EXERCISE AIM:
Line by line, reproduce exactly the beginning of the listing below, ending with the line that contains "code in aqua.~~" and adding nothing.

- - - -

PR #232, opened 2021-06-15
Implement BKSF for `FermionicOp` input

jlapeyre:
This PR implements the Bravyi-Kitaev Super-Fast fermionic to qubit operator transform taking a `FermionicOp` as input.  When complete, this PR will satisfy #9 

#### Summary

* There already exists an implementation in qiskit-aqua, which takes `FermionicOperator` as input. The latter is in the form of a rank-two and a rank-four tensor representing interaction integrals (and a constant). This PR reuses much of that code.

* DONE ~~This operators returned by this PR and the aqua code do not agree in a few terms (plus there is a global minus sign) difference.~~

* ~~The class in this PR `BravyiKitaevSFMapper` accepts either `FermionicOperator` or `FermionicOp`. For the former the output is (it should be rechecked) the same as the original code in aqua.~~

* EDIT: *This timing is for the old `FermionicOp` structure, before the performance regression.* For some input, this mapper takes about the same amount of time as the sum of the times for computing the molecule with PySCF and for creating the corresponding `FermionicOp`. For `H_2` and the `631g` basis set, each takes `100-200`ms.  There are some obvious inefficiencies in the mapper that could be improved.

#### Tasks

- [x] Correct and verify that the output. This involves tracking down the discrepancy. I have not spent much time on this; in fact it may be fairly easy.
- [x] Refactoring, some of which is noted in comments.
- [x] Tests. EDIT: all tests from aqua are included. But, more are needed.
- [x] Release note.

~~EDIT: All the tests that were in bksf in aqua.chemistry have been ported here, and they pass. However, they are not enough to test the essential behavior of this module.~~
EDIT: Additional tests have been implemented.


dlasecki:
Hello, a general comment. Basically all variable names are short and enigmatic. Would it be possible to refactor them such that they are more descriptive?

qiskit_nature/mappers/second_quantization/bksf.py
```diff
@@ -0,0 +1,511 @@
...
+    for edge_index in range(edge_list.shape[1]):
+        if set((i, j)) == set(edge_list[:, edge_index]):
+            position_ij = edge_index
+            break
+
+    w[position_ij] = 1
+
+    for edge_index in range(qubit_position_i.shape[1]):
+        i_i, j_j = qubit_position_i[:, edge_index]
+        i_i = 1 if i_i == 0 else 0  # int(not(i_i))
```
dlasecki, line 359: Shall we use the commented alternative?

qiskit_nature/mappers/second_quantization/bksf.py
```diff
@@ -0,0 +1,511 @@
...
+        if edge_list[i_i][j_j] < j:
+            v[j_j] = 1
+
+    qubit_position_j = np.asarray(np.where(edge_list == j))
+    for edge_index in range(qubit_position_j.shape[1]):
+        i_i, j_j = qubit_position_j[:, edge_index]
+        i_i = 1 if i_i == 0 else 0  # int(not(i_i))
+        if edge_list[i_i][j_j] < i:
+            v[j_j] = 1
```
dlasecki, line 368: We might extract the for loop to a separate function and avoid code duplication.

qiskit_nature/mappers/second_quantization/bksf.py
```diff
@@ -0,0 +1,511 @@
...
+        phase = 1
+    else:
+        raise ValueError("unexpected sequence of operators", facs)
+    return facs_out, phase
+
+
+class BravyiKitaevSFMapper(FermionicMapper):
+    """The Bravyi-Kitaev super fast fermion-to-qubit mapping.
+
+    Reference arXiv:1712.00446
```
dlasecki, line 446: Can we also put the full citation for people who don't want to google it?

test/mappers/second_quantization/test_bksf_mapper.py
```diff
@@ -0,0 +1,157 @@
...
+        qterm_b1 = edge_operator_bi(edge_list, 1)
+        qterm_b2 = edge_operator_bi(edge_list, 2)
+        qterm_b3 = edge_operator_bi(edge_list, 3)
+
+        ref_qterm_b0 = SparsePauliOp("IIIZZZ")
+        ref_qterm_b1 = SparsePauliOp("IZZIIZ")
+        ref_qterm_b2 = SparsePauliOp("ZIZIZI")
+        ref_qterm_b3 = SparsePauliOp("ZZIZII")
+
+        with self.subTest("Test 1"):
```
dlasecki, line 53: Can we give a more descriptive name than Test 1? What does it test exactly? Applies to other places too.

test/mappers/second_quantization/test_bksf_mapper.py
```diff
@@ -0,0 +1,157 @@
...
+                ("IIIN", (-0.4759487152209648 + 0j)),
+                ("IINI", (-1.2524635735648986 + 0j)),
+                ("IINN", (0.48217928821207245 + 0j)),
+                ("INII", (-0.4759487152209648 + 0j)),
+                ("ININ", (0.697393767423027 + 0j)),
+                ("INNI", (0.6634680964235684 + 0j)),
+                ("NIII", (-1.2524635735648986 + 0j)),
+                ("NIIN", (0.6634680964235684 + 0j)),
+                ("NINI", (0.6744887663568382 + 0j)),
+                ("NNII", (0.48217928821207245 + 0j)),
```
dlasecki, line 121: Potential candidate for storing in a separate file.

test/mappers/second_quantization/test_bksf_mapper.py
```diff
@@ -0,0 +1,157 @@
...
+                ("IZZI", (0.34297063344496626 + 0j)),
+                ("XIIX", (0.04532220205287402 + 0j)),
+                ("YIIY", (0.04532220205287402 + 0j)),
+                ("YZZY", (0.04532220205287402 + 0j)),
+                ("ZIIZ", (0.3317340482117842 + 0j)),
+                ("ZIZI", (-0.22278593040418454 + 0j)),
+                ("ZXXZ", (0.04532220205287402 + 0j)),
+                ("ZYYZ", (0.04532220205287402 + 0j)),
+                ("ZZII", (-0.22278593040418454 + 0j)),
+                ("ZZZZ", (0.24108964410603623 + 0j)),
```
dlasecki, line 140: Potential candidate for storing in a separate file.

test/mappers/second_quantization/test_bksf_mapper.py
```diff
@@ -0,0 +1,157 @@
...
+        pauli_sum_op = BravyiKitaevSFMapper().map(h2_fop)
+
+        op1 = _sort_simplify(expected_pauli_op)
+        op2 = _sort_simplify(pauli_sum_op.primitive)
+
+        with self.subTest("Map H2 frome sto3g basis, number of terms"):
+            self.assertEqual(len(op1), len(op2))
+
+        with self.subTest("Map H2 frome sto3g basis result"):
+            assert op1 == op2
```
dlasecki, line 153:
```suggestion
            self.assertEqual(op1, op2)
```

dlasecki (changes requested):

qiskit_nature/mappers/second_quantization/bksf.py
```diff
@@ -0,0 +1,511 @@
...
+    qubit_op = (id_op - b_p) * (id_op - b_q)
+    if p == s:  # two commutations
+        final_coeff = 0.25
+    else:  # one commutation
+        final_coeff = -0.25
+    qubit_op = (final_coeff * h2_pqrs) * qubit_op
+    return qubit_op
+
+
+## SW2018 eq 35
```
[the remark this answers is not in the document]
jlapeyre: The idea here is to put abbreviated references to equation numbers. And an expanded citation in one place.

qiskit_nature/mappers/second_quantization/bksf.py
```diff
@@ -0,0 +1,511 @@
...
+
+from qiskit.opflow import PauliSumOp
+from qiskit.quantum_info.operators import Pauli, SparsePauliOp
+from qiskit_nature.operators.second_quantization import FermionicOp
+from .fermionic_mapper import FermionicMapper
+
+
+def _pauli_id(n_qubits: int):
+    """
+    Return an `n_qubits`-identity `SparsePauliOp`.
```
pbark, line 26:
```suggestion
    Return an `n_qubit`-identity `SparsePauliOp`.
```

qiskit_nature/mappers/second_quantization/bksf.py
```diff
@@ -0,0 +1,511 @@
...
+        a_ps = edge_operator_aij(edge_list, p, s)
+        a_ps = -a_ps if s < p else a_ps
+        qubit_op = (a_ps * b_s + b_p * a_ps) * (id_op - b_q)
+        final_coeff = 1j * -0.25
+    elif q == s:
+        b_r = edge_operator_bi(edge_list, r)
+        a_pr = edge_operator_aij(edge_list, p, r)
+        a_pr = -a_pr if r < p else a_pr
+        qubit_op = (a_pr * b_r + b_p * a_pr) * (id_op - b_q)
+        final_coeff = 1j * 0.25
```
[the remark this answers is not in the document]
jlapeyre: Yes. I was thinking the same thing. Many of your comments are on code that I copied in from the old version. But, I did not get around to refactoring/commenting/clarifying everything yet.... oh btw. Everything like `a_pr * b_r` is deprecated in favor of `b_r & a_pr`. This should probably be fixed before release.

qiskit_nature/mappers/second_quantization/bksf.py
```diff
@@ -0,0 +1,511 @@
...
+    b_p = edge_operator_bi(edge_list, p)
+    id_op = _pauli_id(edge_list.shape[1])
+    qubit_op = (0.5 * h1_pq) * (id_op - b_p)  # SW2018 eq 33
+    return qubit_op
+
+
+## SW2018 eq 34
+def _coulomb_exchange(
+    edge_list: List, p: int, q: int, s: int, h2_pqrs: float
+):  # pylint: disable=invalid-name
```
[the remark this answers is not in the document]
jlapeyre: Done

qiskit_nature/mappers/second_quantization/bksf.py
```diff
@@ -0,0 +1,511 @@
...
+
+
+def _pauli_id(n_qubits: int):
+    """
+    Return an `n_qubits`-identity `SparsePauliOp`.
+    """
+    return SparsePauliOp(Pauli((np.zeros(n_qubits, dtype=bool), np.zeros(n_qubits, dtype=bool))))
+
+
+def _number_operator(edge_list: List, p: int, h1_pq: float):  # pylint: disable=invalid-name
```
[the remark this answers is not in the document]
jlapeyre: Done

qiskit_nature/mappers/second_quantization/bksf.py
```diff
@@ -0,0 +1,511 @@
...
+        qubit_op = (a_ps * b_s + b_p * a_ps) * (id_op - b_q)
+        final_coeff = 1j * -0.25
+    elif q == s:
+        b_r = edge_operator_bi(edge_list, r)
+        a_pr = edge_operator_aij(edge_list, p, r)
+        a_pr = -a_pr if r < p else a_pr
+        qubit_op = (a_pr * b_r + b_p * a_pr) * (id_op - b_q)
+        final_coeff = 1j * 0.25
+    else:
+        raise ValueError("unexpected sequence of indices")
```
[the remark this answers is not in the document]
jlapeyre: Done

jlapeyre (commented):
> Hello, a general comment. Basically all variable names are short and enigmatic. Would it be possible to refactor them such that they are more descriptive?

Which variable names in particular? For example `p, q, r, s`, and `b_r`, `a_pq` follow the equations in the paper(s). Maybe some others could be changed?

test/mappers/second_quantization/test_bksf_mapper.py
woodsp-ibm: Unless we want to use the same data across multiple tests, since this is just a few lines, personally I do not see any real benefit in having it in a separate file.

test/mappers/second_quantization/test_bksf_mapper.py
jlapeyre: Done

qiskit_nature/mappers/second_quantization/bksf.py
jlapeyre: Done

qiskit_nature/mappers/second_quantization/bksf.py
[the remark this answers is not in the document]
jlapeyre: Done

jlapeyre:
I saw a comment, I think by @pbark on the docstring for `_pauli_id`, but I am unable to find the comment now. I pushed a commit with a reworded docstring: "Return the identity for `SparsePauliOp` on `n_qubits` qubits."

test/mappers/second_quantization/test_bksf_mapper.py
jlapeyre: Yes, I agree with @woodsp-ibm. If it were a bit bigger I'l make it into some kind of artifact.

test/mappers/second_quantization/test_bksf_mapper.py
jlapeyre: Done

qiskit_nature/mappers/second_quantization/bksf.py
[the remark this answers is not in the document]
jlapeyre: I tried to factor out some of the computation. But, this adds to complexity and obscures the relation with the mathematical expressions. I agree this looks repetitious, but factoring out the computation is marginally worse, I think. Maybe someone else wants to weigh in.

jlapeyre:
> I am not sure if following names from the paper is the optimal choice if they are so enigmatic.

If you don't refer to the paper perhaps the variables are enigmatic. But, even more generally, if you follow any Q chemistry books or lit., the notation `a_pq` should be strongly reminiscent of Latex, i.e. `a_{pq}`, which is quite standard.

I copied the notation from the previous code. But, the previous code cited the paper that I, as well, am working from. This paper uses `h_{ijkl}` instead of `h_{pqrs}`. If anything, I think it might be a good idea to keep the notation, but change `pqrs` to `ijkl`. This would make it even easier to compare the code to the paper. Another option would be to find a paper that uses `pqrs` and follows  closely the same exposition. But, I don't know of such a paper. I suspect it might exist, since the previous code uses `pqrs`.

qiskit_nature/mappers/second_quantization/bksf.py
```diff
@@ -0,0 +1,521 @@
...
+
+
+def _unpack_term(
+    term_str: str, expand_number_op: bool = False
+) -> Tuple[Tuple[int, int, int], List]:
+    """
+    Return a tuple specifying the counts of kinds of operators in `term_str` and
+    a list of the factors and their indices in `term_str`.
+
+    The factors are represented by tuples of the form `(i, c)`, where `i` is and index
```
mrossinek, line 142:
```suggestion
    The factors are represented by tuples of the form `(i, c)`, where `i` is an index
```

qiskit_nature/mappers/second_quantization/bksf.py
```diff
@@ -0,0 +1,521 @@
...
+            raise ValueError("unexpected number of number operators")
+    elif n_raise == 2 and n_lower == 2:
+        return "double_excitation"
+    else:
+        raise ValueError("unexpected number of operators")
+
+
+def number_of_modes(fer_op: FermionicOp) -> int:
+    """Return the number of modes (including identities) in each term `fer_op`"""
+    return len(fer_op.to_list()[0][0])
```
mrossinek, line 229: Isn't this just `FermionicOp.register_length`?

qiskit_nature/mappers/second_quantization/bksf.py
```diff
@@ -0,0 +1,521 @@
...
+    given by `term.
+    """
+    return term[0]
+
+
+def operator_coefficient(term: tuple) -> float:
+    """
+    Return the coefficient of the multi-mode operator term extracted from a `FermionicOp`.
+    """
+    return term[1]
```
mrossinek, line 244: What is the purpose of these? Is this simply for verbosity?

qiskit_nature/mappers/second_quantization/bksf.py
```diff
@@ -0,0 +1,521 @@
...
+
+
+## TODO: We may want a lower-triangular matrix. This may be the cause of the minus sign error.
```
mrossinek, line 247: What's the status on this?

qiskit_nature/mappers/second_quantization/bksf.py
```diff
@@ -0,0 +1,521 @@
...
+
+
+def _add_edges_for_term(edge_matrix, term_str: str) -> None:
+    """
+    Add one, two, or no edges to `edge_matrix` as dictated by the operator `term_str`.
+    """
+    (n_number, n_raise, n_lower), facs = _unpack_term(term_str)
+    ttype = _interaction_type(n_number, n_raise, n_lower)
+    # For 'excitation' and 'number_excitation', create and edge between the `+` and `-`.
+    if ttype in ("excitation", "number_excitation"):
```
mrossinek, line 285: ypThis usage strengthens @dlasecki's suggestion for an Enum.

Also, I typically see Python codes using an underscore-prefix to differentiate variables from builtin-names. I.e. `_type` rather than `ttype`

qiskit_nature/mappers/second_quantization/bksf.py
```diff
@@ -0,0 +1,521 @@
...
+    v = np.zeros(edge_list.shape[1])
+    w = np.copy(v)
+    v[qubit_position] = 1
+    qubit_op = Pauli((v, w))
+    return SparsePauliOp(qubit_op)
+
+
+def _add_sparse_pauli(qubit_op1: SparsePauliOp, qubit_op2: SparsePauliOp) -> SparsePauliOp:
+    """
+    Return `qubit_op1` and `qubit_op2`, except when either one is `None`.
```
mrossinek, line 382:
```suggestion
    Return `qubit_op1 + qubit_op2`, except when either one is `None`.
```

qiskit_nature/mappers/second_quantization/bksf.py
```diff
@@ -0,0 +1,521 @@
...
+        return qubit_op1
+    else:
+        return qubit_op1 + qubit_op2
+
+
+def _to_physicist_index_order(facs: List) -> Tuple[List, int]:
+    """
+    Reorder the factors `facs` to be two raising operators followed by two lowering operators and
+    return the new factors and the phase incurred by the reordering. Note that `facs` are not in
+    chemists' order, but rather sorted by index with least index first.
```
mrossinek, line 398: This is normal ordering, correct?
@ikkoham What's the status on #88?
@jlapeyre Is that something you could make use of instead? Then we don't need to duplicate this logic.

qiskit_nature/mappers/second_quantization/bksf.py
```diff
@@ -0,0 +1,521 @@
...
+        phase = -1
+    elif ops == ["+", "-", "-", "+"]:
+        facs_out = [facs[0], facs[3], facs[1], facs[2]]
+        phase = 1
+    else:
+        raise ValueError("unexpected sequence of operators", facs)
+    return facs_out, phase
+
+
+class BravyiKitaevSFMapper(FermionicMapper):
```
mrossinek, line 427:
```suggestion
class BravyiKitaevSuperFastMapper(FermionicMapper):
```
We tend to stick to full name so I'd argue we do the same here.

qiskit_nature/mappers/second_quantization/bksf.py
```diff
@@ -0,0 +1,521 @@
...
+        sparse_pauli = sparse_pauli.simplify()
+        indices = sparse_pauli.table.argsort()
+        table = sparse_pauli.table[indices]
+        coeffs = sparse_pauli.coeffs[indices]
+        sorted_sparse_pauli = SparsePauliOp(table, coeffs)
+
+        return PauliSumOp(sorted_sparse_pauli)
+
+
+def _analyze_term(term_str: str) -> Tuple[str, List]:
```
mrossinek, line 456: Can we either put the main class of this file all the way at the front or end? Right now, it seems to be arbitrarily sandwiched between utility methods...

qiskit_nature/mappers/second_quantization/bksf.py
```diff
@@ -0,0 +1,521 @@
...
+    Returns:
+       tuple: The first element is a string specifying the interaction type. See the method
+       `_interaction_type`. The second is a list of factors as returned by `_unpack_term`.
+    """
+    (n_number, n_raise, n_lower), facs = _unpack_term(term_str, expand_number_op=True)
+    ttype = _interaction_type(n_number, n_raise, n_lower)
+    return ttype, facs
+
+
+def _convert_operators(fer_op_qn: FermionicOp, edge_list: np.ndarray) -> SparsePauliOp:
```
mrossinek, line 476: This method could use some explanatory docstring.

releasenotes/notes/add-bksf-mapper-7826652bfa4403a6.yaml
```diff
@@ -0,0 +1,11 @@
+---
+features:
+  - |
+    Add :class:`qiskit_nature.mappers.second_quantization.BravyiKitaevSFMapper` implementing the
```
mrossinek, line 4: In case you do go with my suggested name change, be sure to update it here, too.

mrossinek (commented):
This looks like its on the right way :+1: I just have some comments of varying severity :slightly_smiling_face:

qiskit_nature/mappers/second_quantization/bksf.py
jlapeyre: Yes!

qiskit_nature/mappers/second_quantization/bksf.py
jlapeyre: Do you mean are the functions for verbosity? Or do you mean the doc strings are for verbosity?
I introduced the functions to abstract away the way the data is stored and to signal the meaning of the piece of data that is extracted.
These functions would be better as methods of `FermionicOp`.
Perhaps the doc strings are inserted into the online docs automatically, which is not what we want here... I should prepend the names with an underscore to emphasize that they are not part of the API of BKSF.

qiskit_nature/mappers/second_quantization/bksf.py
jlapeyre: This is a stale comment. I have now removed it

qiskit_nature/mappers/second_quantization/bksf.py
jlapeyre: I agree `ttype` -> `_type` is better.

qiskit_nature/mappers/second_quantization/bksf.py
jlapeyre: The relation between #88 and the present ordering function is not clear to me.

qiskit_nature/mappers/second_quantization/bksf.py
mrossinek: Yes, I meant the functions themselves. I agree that these would make more sense as functions of the `FermionicOp`. These could be nicely implemented as [iterators](https://docs.python.org/3/library/stdtypes.html#typeiter) if you'd ask me :thinking:

qiskit_nature/mappers/second_quantization/bksf.py
jlapeyre: Done

releasenotes/notes/add-bksf-mapper-7826652bfa4403a6.yaml
jlapeyre: Done

qiskit_nature/mappers/second_quantization/bksf.py
jlapeyre: done

qiskit_nature/mappers/second_quantization/bksf.py
jlapeyre: done

qiskit_nature/mappers/second_quantization/bksf.py
jlapeyre: Both of these are done.

qiskit_nature/mappers/second_quantization/bksf.py
```diff
@@ -0,0 +1,511 @@
...
+    'number_excitation', 'double_excitation'.
+
+    Args:
+       `n_number`: the number of number operators
+       `n_raise`: the number of raising operators
+       `n_lower`: the number of lowering operators
+
+    Returns:
+      str: One of 'number', 'excitation', 'coulomb_exchange',
+      'number_excitation', 'double_excitation'.
```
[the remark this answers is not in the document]
jlapeyre: Done

qiskit_nature/mappers/second_quantization/bksf.py
```diff
@@ -0,0 +1,511 @@
...
+      ValueError: if the numbers of operators don't describe a one- or two-body term from
+      an electronic Hamiltonian.
+    """
+    if n_raise == 0 and n_lower == 0:
+        if n_number == 1:
+            return "number"
+        elif n_number == 2:
+            return "coulomb_exchange"
+        else:
+            raise ValueError("unexpected number of number operators")
```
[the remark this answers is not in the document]
jlapeyre: Done here and in other places as well.

qiskit_nature/mappers/second_quantization/bksf.py
```diff
@@ -0,0 +1,511 @@
...
+    else:
+        raise ValueError("unexpected number of operators")
+
+
+def number_of_modes(fer_op: FermionicOp):
+    """Return the number of modes (including identities) in each term `fer_op`"""
+    return len(fer_op.to_list()[0][0])
+
+
+def operator_string(term: tuple):
```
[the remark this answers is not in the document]
jlapeyre: Done

qiskit_nature/mappers/second_quantization/bksf.py
```diff
@@ -0,0 +1,511 @@
...
+    """
+    if i < j:
+        edge_matrix[i, j] = True
+    elif j < i:
+        edge_matrix[j, i] = True
+    else:
+        raise ValueError("expecting i != j")
+
+
+def _add_edges_for_term(edge_matrix, term_str: str):
```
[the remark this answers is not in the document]
jlapeyre: Done

qiskit_nature/mappers/second_quantization/bksf.py
jlapeyre: Done

qiskit_nature/mappers/second_quantization/bksf.py
jlapeyre: Yes, at least as it is used here, it seems that iterators would be a nice solution. Similarly, I really don't like things like this `if facs[0][0] == facs[1][0]`. Storing data in nested lists, tuples, and dicts and digging the pieces out manually makes for unreadable, brittle code.

jlapeyre: I prepended an underscore, so that we have `_operator_coefficient`. It should be replaced at some point by something implemented in `FermionicOp`. Can we consider this resolved?

qiskit_nature/mappers/second_quantization/bksf.py
```diff
@@ -0,0 +1,511 @@
...
+    else:  # one commutation
+        final_coeff = -0.25
+    qubit_op = (final_coeff * h2_pqrs) * qubit_op
+    return qubit_op
+
+
+## SW2018 eq 35
+## Includes contributions from a h.c. pair
+def _excitation_operator(
+    edge_list: List, p: int, q: int, h1_pq: float
```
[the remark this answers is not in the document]
jlapeyre: Yes. Here, the type hint was changed. Elsewhere, the type of elements in `List` is now specified.

qiskit_nature/mappers/second_quantization/bksf.py
jlapeyre: IIRC I copied the alternative from older code and replaced it by the conditional, changing the old code to a comment. But, I think the old way is fine too. I have changed the code to use `int(not(i_i))`.

qiskit_nature/mappers/second_quantization/bksf.py
jlapeyre: Done. This was a good idea.

qiskit_nature/mappers/second_quantization/bksf.py
```diff
@@ -0,0 +1,536 @@
...
+        return qubit_op1 + qubit_op2
+
+
+def _analyze_term(term_str: str) -> Tuple[TermType, List]:
+    """
+    Return the type of interaction represented by `term_str` and
+    a list of the factors and their indices in `term_str`.
+
+    The types of interaction are NUMBER, EXCITATION, COULOMB_EXCHANGE, NUMBER_EXCITATION,
+    DOUBLE_EXCITATION.
```
mrossinek, line 148: Maybe refer to `TermType` rather than duplicate the Enum values here.

qiskit_nature/mappers/second_quantization/bksf.py
mrossinek: @ikkoham could you please take a look at this? Maybe this is clearer to you as the author of #88

mrossinek (commented):
Some final comments but other than that this LGTM :+1:

qiskit_nature/mappers/second_quantization/bksf.py
jlapeyre: I pushed a commit that may do you are thinking of here.

qiskit_nature/mappers/second_quantization/bksf.py
```diff
@@ -0,0 +1,532 @@
...
+    Add an edge from lesser index to greater. This maintains the upper triangular structure.
+    """
+    if i == j:
+        raise ValueError("expecting i != j")
+    edge_matrix[min(i, j), max(i, j)] = True
+
+
+def _add_edges_for_term(edge_matrix: np.ndarray, term_str: str) -> None:
+    """
+    Add one, two, or no edges to `edge_matrix` as dictated by the operator `term_str`.
```
mrossinek, line 405: Missing `Args` and `Raises` documentation

qiskit_nature/mappers/second_quantization/bksf.py
```diff
@@ -0,0 +1,532 @@
...
+    n_modes = fer_op.register_length
+    edge_matrix = np.zeros((n_modes, n_modes), dtype=bool)
+    for term in fer_op.to_list():
+        _add_edges_for_term(edge_matrix, _operator_string(term))
+    return edge_matrix
+
+
+def _add_one_edge(edge_matrix: np.ndarray, i: int, j: int) -> None:
+    """
+    Add an edge from lesser index to greater. This maintains the upper triangular structure.
```
mrossinek, line 396: Missing `Args` and `Raises` documentation

qiskit_nature/mappers/second_quantization/bksf.py
```diff
@@ -0,0 +1,532 @@
...
+    edge_matrix[min(i, j), max(i, j)] = True
+
+
+def _add_edges_for_term(edge_matrix: np.ndarray, term_str: str) -> None:
+    """
+    Add one, two, or no edges to `edge_matrix` as dictated by the operator `term_str`.
+    """
+    (n_number, n_raise, n_lower), facs = _unpack_term(term_str)
+    _type = _interaction_type(n_number, n_raise, n_lower)
+    # For EXCITATION and NUMBER_EXCITATION, create and edge between the `+` and `-`.
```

- - - -

OUTPUT FOR THIS EXERCISE:
PR #232, opened 2021-06-15
Implement BKSF for `FermionicOp` input

jlapeyre:
This PR implements the Bravyi-Kitaev Super-Fast fermionic to qubit operator transform taking a `FermionicOp` as input.  When complete, this PR will satisfy #9 

#### Summary

* There already exists an implementation in qiskit-aqua, which takes `FermionicOperator` as input. The latter is in the form of a rank-two and a rank-four tensor representing interaction integrals (and a constant). This PR reuses much of that code.

* DONE ~~This operators returned by this PR and the aqua code do not agree in a few terms (plus there is a global minus sign) difference.~~

* ~~The class in this PR `BravyiKitaevSFMapper` accepts either `FermionicOperator` or `FermionicOp`. For the former the output is (it should be rechecked) the same as the original code in aqua.~~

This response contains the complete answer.